I bought myself a Big Green Egg XL as a housewarming gift a few weeks ago. I’ve made ribs twice, wings one night and on Saturday I had a big group over for pork shoulder tacos/sandwiches. All came out awesome. I plan to do a couple of whole chickens this weekend but I’m still trying to decide on whole, beercan, spatchcocked, 325 degree or low and slow. I do plan to brine overnight. Any thoughts on BBQ chicken technique?


----------



## Jollymon (May 21, 2015)

Brine , Split , Low and Slow, Bast , Enjoy the Egg my son has two, the small and XL , I'll add one to kit once I'm done with the move to GA.


----------



## DaBig2na (Aug 7, 2011)

Courtesy of My BGE ... Dry Rub, (my recipe) pit temp run at 225°... Pulled it when meat temp hit 160° in the thickest part of the thigh.....Used a 4.5 lb bird.
.Nothing else needed unless you want to slap some wet sauce on it when it came off the grill
That's a pork butt beside the the chicken halves. 
Damn I'm Good

Buy a DigiQ or like product to go with it... Along with a couple of other meat probe thermometers if you run different cuts.
Note the probes on picture one


----------



## OldBay (May 15, 2003)

DaBig2na said:


> View attachment 30930
> View attachment 30938
> View attachment 30946
> 
> ...


Thanks - I bought the cyberQ, which is like a wifi enabled version of the digiQ. I used it last weekend for 3 shoulders and they turned out great.


----------



## surfchunker (Apr 10, 2006)

splitting it is the way to go, take a good pair of kitchen shears and cut along both sides of the backbone and remove it and open it up and lay skin side up


----------



## Sandcrab (Mar 20, 2002)

I do beercan.
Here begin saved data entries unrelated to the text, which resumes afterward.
PR #679, opened 2022-09-01
Update metadata to 31.0.4-preview

AArnott:


AArnott:
FullGeneration is failing due to https://github.com/microsoft/win32metadata/issues/1207

PR #735, opened 2022-10-18
Add `CharSet = Unicode` to `extern` methods with `char` parameters

### LINKED ISSUE #734: `VkKeyScanW`/`VkKeyScanExW` are missing `CharSet = CharSet.Unicode`
These functions and probably a lot more we don't know of should have `CharSet = CharSet.Unicode`.
- https://learn.microsoft.com/en-au/windows/win32/api/winuser/nf-winuser-vkkeyscanw
- https://learn.microsoft.com/en-au/windows/win32/api/winuser/nf-winuser-vkkeyscanexw

We should probably see if we can extract the information somehow, or if that isn't possible manually tag them.

`WinUser.h`:
https://github.com/microsoft/win32metadata/blob/f86785bec72eef8aa9c9cf5a84fc6d446abe2db5/generation/WinSDK/RecompiledIdlHeaders/um/WinUser.h#L5989-L6003

Related: https://github.com/dotnet/winforms/issues/7945
Winforms Tracking: https://github.com/dotnet/winforms/issues/7468

AArnott:
Fixes #734

### DIFF
--- a/src/Microsoft.Windows.CsWin32/Generator.cs
+++ b/src/Microsoft.Windows.CsWin32/Generator.cs
@@ -2300,7 +2300,7 @@ public class Generator : IDisposable
                 IdentifierName(Enum.GetName(typeof(ComInterfaceType), interfaceType)!))));
     }
 
-    private static AttributeSyntax DllImport(MethodImport import, string moduleName, string? entrypoint)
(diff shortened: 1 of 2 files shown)


elachlan:
Awesome, thank you!

PR #739, opened 2022-10-26
Emit COM interfaces with properties where possible

### LINKED ISSUE #738: Project COM getters and setters as properties
Consider APIs like Windows.UI.Accessibility.IUIAutomationElement.get_CachedAcceleratorKey. This should be exposed to .NET developers as a _property_ instead of a method. The `get_` prefix should be omitted.

I want this so I can use cswin32 to seamlessly replace interop assemblies generated by tlbimp. This change would also make cswin32 more consistent with the Rust win32 projection ([which also omits the get_ prefix](https://microsoft.github.io/windows-docs-rs/doc/windows/Win32/UI/Accessibility/struct.IUIAutomationElement.html#method.CachedAccessKey)) and more consistent with CsWinRT.

The metadata already puts the SpecialName attribute on methods which need this treatment.

AArnott:
Closes #738


mcooley:
Very cool! Thank you!

PR #767, opened 2022-11-11
Emit a stable reference to the interface guid

AArnott:
This way, the reference can be converted by others into a pointer and passed around without fear that the data will move.

The new property looks like this:

```cs
static ref readonly Guid IComIID.Guid
{
    get
    {
        ReadOnlySpan<byte> data = new byte[] {
            0x0B,0x01,0x00,0x00,0x00,0x00,0x00,0x00,0xC0,0x00,0x00,0x00,0x00,0x00,0x00,0x46 };
        return ref Unsafe.As<byte, Guid>(ref MemoryMarshal.GetReference(data));
    }
}
```

Also add non-marshaling runtime test project so we can verify the emitted guid has the right value.

### DIFF
--- a/.devcontainer/Dockerfile
+++ b/.devcontainer/Dockerfile
@@ -1,4 +1,4 @@
-FROM mcr.microsoft.com/dotnet/sdk:6.0.401-focal
+FROM mcr.microsoft.com/dotnet/sdk:7.0.100-jammy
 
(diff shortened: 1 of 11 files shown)


AArnott:
CC: @tannergooding @JeremyKuhne

JeremyKuhne (approved):
🚀 Nice!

Put two on the BBQ and come back 1 hour later... no mess no fuss...

Sandcrab


----------



## Paymaster (Jan 22, 2009)

I like doing drunken chicken. I do them at 375* with a light coat of olive oil and what ever rub or spice we decide on. The olive oil and high temp will aid in crisping up the skin.


----------



## OldBay (May 15, 2003)

I spatchcocked two whole chickens Saturday. Ran the BGE at 250. breast meat hit 160 after about 2 hours and 40 minutes. Meat was moist, tender and delicious. Skin was rubbery garbage. I'm going to try one at 325 and one at 375-400 to see what happens.


----------



## OldBay (May 15, 2003)

I did two more chickens last weekend. I treated them the same way except I ran the BGE at 350. Much better skin. I might experiment with roasting the birds at 250-300 and then jacking the temp up super high around 500-600 to crisp the skin at the end.


----------



## Wkndfishlife (Oct 13, 2013)

Usually do a whole chicken with just butter and rub underneath the skin. Take the remaining butter and put it on the outside of the skin. Sprinkle the outside with a nice coat of rub. Run the smoker around 350 F until the breast hits 160 F.


----------